<<<<

PR #2815, opened 2019-09-10
prototype portal integration with geonetwork 3 #1259

sachitrajbhandari:
https://github.com/aodn/backlog/issues/1259

### DIFF
--- a/grails-app/conf/Config.groovy
+++ b/grails-app/conf/Config.groovy
@@ -86,19 +86,23 @@ featureToggles {
 enabledFacets = [
     [
         name: 'parameterFilter',
+//        key: 'Measured parameter'
         key: 'parameterCategories'
     ],
     [
         name: 'organisationFilter',
+//        key: 'Organisation',
         key: 'orgUnitCategories',
         collapsedByDefault: false
     ],
     [
         name: 'platformFilter',
+//        key: 'Platform'
         key: 'platformCategories'
     ],
     [
         name: 'temporalResolutionFilter',
+//        key: 'Temporal Resolution',
         key: 'temporalResolutionCategories',
         collapsedByDefault: true
     ],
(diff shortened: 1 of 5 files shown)


jonescc:
Looks good.  As suggested by Alex on Friday, ideally we would allow GeoNetwork 3 behaviour to be set in configuration to make it easy to deploy (we wouldn't have to coordinate cloud-deploy/config changes to get this included).   This would also make it possible to merge this now without breaking GeoNetwork 2 support we are currently using.

grails-app/conf/Config.groovy
```diff
@@ -144,6 +148,7 @@ environments {
         gogoduck.url = "http://${localhostAddress}:8300/go-go-duck"
         geonetwork.url = "http://${localhostAddress}:8883/geonetwork"
         gogoduck.filenamePrepend = "IMOS_aggregation"
+        geonetwork.version = 3
```
ccmoloney: Do we want to be a bit more specific with the version number in case we have to cater for changes in a subsequent 3.x version?

web-app/js/portal/search/FacetedSearchResultsDataView.js
```diff
@@ -221,12 +236,20 @@ Portal.search.FacetedSearchResultsDataView = Ext.extend(Ext.DataView, {
...
         var label = this._buildLabel("fa-tags", OpenLayers.i18n('searchPlatformText'));
-        var broaderPlatforms = this._getBroaderTerms(platforms, 1,'platformCategories');
+
+        var termType = ''
+        if (Portal.app.appConfig.geonetwork.version === 3) {
+            termType = 'platformCategories'
+        } else {
+            termType = 'Platform'
+        }
+
```
ccmoloney: Could we abstract these if(version === x) { something = something } type bits into a CatalogueTermLookup class or something?  It could have getPlatformCategoryTerm(version), getOrganisationTerm(version), getParameterCategoryTerm(version) methods

PR #2816, opened 2019-09-12
Inject jenkins UID as BUILDER_UID

anguss00:
#https://github.com/aodn/issues/issues/511
Requires https://github.com/aodn/jenkins-shared-library/pull/1

To be merged after all Jenkinsfiles have been updated https://github.com/aodn/cloud-deploy/pull/512

### DIFF
--- a/Jenkinsfile
+++ b/Jenkinsfile
@@ -1,12 +1,11 @@
 pipeline {
     agent none
-
     stages {
         stage('container') {
             agent {
                 dockerfile {
                     args '-v ${HOME}/.m2:/home/builder/.m2 -v ${HOME}/.grails:/home/builder/.grails'
-                    additionalBuildArgs '--build-arg BUILDER_UID=${JENKINS_UID:-9999}'
+                    additionalBuildArgs '--build-arg BUILDER_UID=$(id -u)'
                 }
             }
             stages {


Jenkinsfile
```diff
@@ -1,12 +1,14 @@
 pipeline {
     agent none
-
+    environment {
+        UID = buildHelper.getUid()
```
lwgordonimos: This method won’t work with agents, since there’s no point getting the master UID when the container is then run on an agent. It *must* be the uid where the container is run no matter what.

anguss00: I have no idea how to solve this then

lwgordonimos: Actually, It might be ok with the templates we’re using, since the uid is fixed at 498, so assuming that is consistent this would be fine , but maybe with a todo to note that it wouldn’t work outside the specific templates.

anguss00: All good, @akashisama found the solution, just putting up now

lwgordonimos: Actually it might not need to be dynamic... that templates are fixed at 498, so we might get away with setting that as the default value rather than trying to calculate it.

anguss00: You can run ``additionalBuildArgs '--build-arg BUILDER_UID=$(id -u)'`` and it will dynamically set as appropriate

PR #2820, opened 2019-10-10
Fix jenkins git credentials for release

akashisama:


anguss00:
It may need the git config for user and email set in bumpversion to avoid that first-run config error we had

PR #2837, opened 2020-01-29
Implement category based logo assignment mechanism

APaulic:
Implements a logo assignment mechanism that is based on the use of categories to determine which logo will be associated with a given fascet.

Backlog Issue: https://github.com/aodn/backlog/issues/1464

### DIFF
--- a/web-app/js/portal/search/FacetedSearchResultsDataView.js
+++ b/web-app/js/portal/search/FacetedSearchResultsDataView.js
@@ -61,7 +61,7 @@ Portal.search.FacetedSearchResultsDataView = Ext.extend(Ext.DataView, {
                     return (this.isRecActive(values.uuid)) ? OpenLayers.i18n('collectionExistsMsg') : OpenLayers.i18n("addDataCollectionMsg");
                 },
                 getIconUrl: function(values) {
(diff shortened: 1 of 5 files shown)


web-app/js/portal/search/FacetedSearchResultsDataView.js
```diff
@@ -61,7 +61,7 @@ Portal.search.FacetedSearchResultsDataView = Ext.extend(Ext.DataView, {
                     return (this.isRecActive(values.uuid)) ? OpenLayers.i18n('collectionExistsMsg') : OpenLayers.i18n("addDataCollectionMsg");
                 },
                 getIconUrl: function(values) {
-                    return Ext.ux.Ajax.constructProxyUrl(this.getGeonetworkImageUrl(values.iconSourceUuid));
```
pmbohm: I would keep the proxy. It means we keep everything coming from https.

pmbohm:
@APaulic Apart from the proxy issue, it looks good

web-app/js/portal/search/FacetedSearchResultsDataView.js
APaulic: Thanks @pmbohm, I added the imageBucket URL to allowed hosts and returned the use of a proxy. Tested and working from my end :+1:

PR #335, opened 2016-10-19
Fix indentation when printing args that have comments

cjoudrey:
There was a small indentation bug in `Schema::Printer` when printing arguments that have comments.

Here's an example that displays the bug:

**Currently**

```graphql
type Query {
  post(
    # Post ID
    id: ID!
    varied: Varied = {id: \"123\", int: 234, float: 2.3, enum: FOO, sub: [{string: \"str\"}]}
): Post
}
```

**With this PR**

```graphql
type Query {
  post(
    # Post ID
    id: ID!
    varied: Varied = {id: \"123\", int: 234, float: 2.3, enum: FOO, sub: [{string: \"str\"}]}
  ): Post
}
```

:eyes: @rmosolgo


rmosolgo:
nice catch!

PR #340, opened 2016-10-21
Update mutation resolve() signature

holman:
Two arg signatures are deprecated; this little bit in the docs just was missed in all the updates lately, looks like.


rmosolgo:
Thanks! Those relay docs were taken from an old branch, oops!

holman:
Figured as much. :) Liking the expansion of the docs, though!

PR #345, opened 2016-10-22
Add failing test for relation connection on Rails 3

### LINKED ISSUE #302: Array connection type is used for AR relations in Rails 3.2

rmosolgo:
Trying to fix #302 ... first step, test failure :)

### DIFF
--- a/spec/graphql/relay/relation_connection_spec.rb
+++ b/spec/graphql/relay/relation_connection_spec.rb
@@ -361,4 +361,11 @@ describe GraphQL::Relay::RelationConnection do
       assert_includes err.message, "item not found"
     end
   end
+
+  it "is chosen for a relation" do
+    relation = Base.where(faction_id: 1)
+    assert relation.is_a?(ActiveRecord::Relation)
+    connection = GraphQL::Relay::BaseConnection.connection_for_nodes(relation)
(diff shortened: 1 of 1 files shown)


rmosolgo:
🎉  fixed by #343

PR #346, opened 2016-10-22
Add Schema.from_definition

cjoudrey:
This PR adds `Schema.from_definition` which is similar to `Schema::Loader`, but is used to build a schema from a parsed IDL.

My primary use for this class to have saner tests when different schemas are required for each test. For instance, here's a snippet from the test suite of a `SchemaComparator` PR I'm working on:

```ruby
it "detects if a type was removed or added" do
  schema1 = <<-SCHEMA
    type Type1 {
      field1: String
    }
 
    type Type2 {
      field1: String
    }
  SCHEMA

  schema2 = <<-SCHEMA
    type Type2 {
      field1: String
    }
  SCHEMA
 
  changes = GraphQL::Schema::SchemaComparator.compare(schema(schema1), schema(schema2))

  # ...
```

Secondary use-case is basically everything else you might currently use `Schema::Loader` for, but want to use the IDL instead of the introspection result.

Some discussion points:

  - ~~Should we expose these features as `Schema#build_from_ast` and `Schema#build_from_introspection_schema` instead of `Schema::Loader.load` and `Schema::BuildFromAST.load`?~~
  - We might want to eventually accept a 2nd argument to `load` which would be a hash where the `key` could be a field name and `value` would be a resolver proc for that field.
  - Sangria also moves the _build_ methods into a builder class and `load` can accept a custom builder. I can't think of a use-case for this right now so I think we can add it later.
  - Tests are currently red because of two `rescue`: [1](https://github.com/rmosolgo/graphql-ruby/blob/c78d24bb1f2fbfa5b0e486c4504d2ecc334cb700/lib/graphql/object_type.rb#L50) and [2](https://github.com/rmosolgo/graphql-ruby/blob/fd90fcccacd991a7c202d61b630f9bccc1414412/lib/graphql/union_type.rb#L45). Discussing this with @rmosolgo over Slack. I believe we shouldn't be swallowing all exceptions there but rather those at define time.

:eyes: @rmosolgo


lib/graphql/schema/build_from_ast.rb
```diff
@@ -0,0 +1,260 @@
...
+          when "Int"
+            INT_TYPE
+          when "String"
+            STRING_TYPE
+          when "Float"
+            FLOAT_TYPE
+          when "Boolean"
+            BOOLEAN_TYPE
+          when "ID"
+            ID_TYPE
```
cjoudrey: I'm not super happy with this mapping. `Schema::Loader` has it too. I wonder if we can create a `BUILT_IN_TYPES` hash somewhere that both classes can use.

lib/graphql/schema/build_from_ast.rb
```diff
@@ -0,0 +1,260 @@
...
+              description: field_definition.description,
+              type: type_resolver.call(field_definition.type),
+              arguments: field_arguments,
+              deprecation_reason: build_deprecation_reason(field_definition.directives),
+            )
+          ]
+        end
+      end
+
+      def resolve_type(types, ast_node)
```
cjoudrey: I was considering refactoring [`Schema::TypeExpression.build_type`](https://github.com/rmosolgo/graphql-ruby/blob/c78d24bb1f2fbfa5b0e486c4504d2ecc334cb700/lib/graphql/schema/type_expression.rb) to accept a hash of `types` instead of `schema`.

This would allow us to :fire: this entire method.

lib/graphql/schema/build_from_ast.rb
```diff
@@ -0,0 +1,260 @@
...
+      # Create schema with the AST of a parsed schema.
+      # @param document [GraphQL::Language::Nodes::Document] A Document node obtained from {GraphQL.parse}
+      # @return [GraphQL::Schema] the schema described by `document`
+      def build(document)
+        raise InvalidDocument.new('Must provide a document ast.') if !document || !document.is_a?(GraphQL::Language::Nodes::Document)
+
+        schema_definition = nil
+        types = {}
+        directives = {}
+        type_resolver = -> (type) { -> { resolve_type(types, type) } }
```
cjoudrey: Copied this logic from `Schema::Loader`.

The alternative would be to iterate over `document.definitions` twice. Once to initialize `types` with empty definitions that way when you iterate a second time you can reference objects instead of passing a proc that resolves later.

lib/graphql/schema/build_from_ast.rb
rmosolgo: Would it work to preload the `types` hash with the built-in scalars, so they didn't need "special" treatment?

lib/graphql/schema/build_from_ast.rb
```diff
@@ -0,0 +1,260 @@
+module GraphQL
+  class Schema
+    # You can use the result of {GraphQL.parse} to make a schema.
+    # This schema is missing some important details like
+    # `resolve` functions, but it does include the full type system,
+    # so you can use it to validate queries.
+    module BuildFromAST
+      extend self
+
+      class InvalidDocument < Error; end;
```
rmosolgo: Can we end this classname with `Error`? that would make it consistent with the rest of the errors in the library.

lib/graphql/schema/build_from_ast.rb
```diff
@@ -0,0 +1,260 @@
...
+            raise InvalidDocument.new("Specified mutation type \"#{schema_definition.mutation}\" not found in document.") unless types[schema_definition.mutation]
+            mutation_root_type = types[schema_definition.mutation]
+          end
+
+          if schema_definition.subscription
+            raise InvalidDocument.new("Specified subscription type \"#{schema_definition.subscription}\" not found in document.") unless types[schema_definition.subscription]
+            subscription_root_type = types[schema_definition.subscription]
+          end
+        else
+          query_root_type = types['Query'] if types['Query']
```
rmosolgo: What do we gain by these `if types[...]` suffixes? would it be the same to "just" get `nil` by a hash lookup miss, eg 

```ruby 
# query_root_type = types['Query'] if types['Query']
# is that equivalent to?
query_root_type = types['Query'] 
```

rmosolgo:
:+1: Love the idea. It'd be nice if there was some way to unify this & `Loader` as "front-ends" to the schema builder, but I don't know how much its possible to reuse functionality between them. 

:+1: For methods on `Schema`, it would be nice to remove direct access to these internals from user code. I don't think the method names need the word `build_` in them, what about just `Schema.from_definition(definition_string)` and `Schema.from_introspection(introspection_result)` ?

lib/graphql/schema/build_from_ast.rb
cjoudrey: Hm, yeah, not sure what I was thinking here. lol

lib/graphql/schema/build_from_ast.rb
cjoudrey: Do you mean add all built-in types to the `types` hash above such that we can :fire: this extra logic? If so, yeah that's what I had in mind, but that's why I was wondering if we could have a `BUILT_IN_TYPES` constant hash somewhere so that we can do something like:

```ruby
types = {}
types.merge(GraphQL::Language::BUILT_IN_TYPES)
# ...
```

And :fire: this code.

lib/graphql/object_type.rb
```diff
@@ -46,9 +46,11 @@ def interfaces=(new_interfaces)
     def interfaces
       @clean_interfaces ||= begin
         ensure_defined
-        @dirty_interfaces.map { |i_type| GraphQL::BaseType.resolve_related_type(i_type) }
-      rescue
-        @dirty_interfaces
+        if @dirty_interfaces.respond_to?(:map)
```
cjoudrey: @rmosolgo I'm not :100: happy with this, but can't think of a better way. We seem to want to let it _pass_ here such that we can pick up the issue when validating the schema in `Schema::Validation`. Alternatively I was going to `raise ArgumentError unless Array` in `interfaces=` but this would mean changing this test and behaviour: https://github.com/rmosolgo/graphql-ruby/blob/c78d24bb1f2fbfa5b0e486c4504d2ecc334cb700/spec/graphql/schema/validation_spec.rb#L83-L88

Any ideas?

cjoudrey:
>  For methods on Schema, it would be nice to remove direct access to these internals from user code. I don't think the method names need the word build_ in them, what about just Schema.from_definition(definition_string) and Schema.from_introspection(introspection_result) ?

Love the idea, I'll do that.

Should we deprecate `GraphQL::Loader` first or is it okay to :fire: it right away?

brandonblack:
@rmosolgo this sounds like another use case for multiple schemas with shared definitions. Rather than another loader, could this be resolved with your schema mask proposal?

rmosolgo:
I think the main use case here is a bit different. It's part of the plumbing for answering the question "have I made breaking changes to the schema?" 

It's answered this way: 

- Keep a dump of the schema definition as a string in source control
- Whenever you change the schema, update the definition dump 
- Then, have a utility who can compare the _new_ definition against the _old_ definition and report any breaking changes  

So the `.from_definition`'d schema would never be used for resolution -- just for a structural comparison to another schema (which was also `from_definition`'d). 

@cjoudrey  did I get that right? 😬

cjoudrey:
> @cjoudrey did I get that right? 😬

That's correct!

I fail to see how this is related to schema masking. @brandonblack can you elaborate on that? Maybe I created confusion when I said `accept a 2nd argument that could contain resolvers`.

`Schema.from_definition` is essentially just a tool for people who want to do stuff with their IDL like schema comparison.

rmosolgo:
:+1: Sorry, could you give 'er one more rebase?

cjoudrey:
:+1: Rebased!

Btw, I'm not super familiar with yard, but I think I did it right.

rmosolgo:
:rocket: !

PR #355, opened 2016-10-26
nameless LIST and NON_NULL

### LINKED ISSUE #352: LIST and NON_NULL types should be nameless
The GraphQL spec requires that in an introspection response, types with a kind of "LIST" or "NON_NULL" must only have `kind` and `ofType` values present; all other properties must have null values:

https://facebook.github.io/graphql/#sec-List
https://facebook.github.io/graphql/#sec-Type-Kinds.Non-Null

Right now this library provides the names "List" and "Non-Null" for these types, respectively:

https://github.com/rmosolgo/graphql-ruby/blob/e9cc6c5790eb492bc288ed77541c1a29f94aa0c5/lib/graphql/list_type.rb#L28-L30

>>>>

**WORK ITEM:**
Which lines of the entries above contain the string "first"? Copy each one.

**ANSWER SPACE:**
It may need the git config for user and email set in bumpversion to avoid that first-run config error we had
Trying to fix #302 ... first step, test failure :)
Should we deprecate `GraphQL::Loader` first or is it okay to :fire: it right away?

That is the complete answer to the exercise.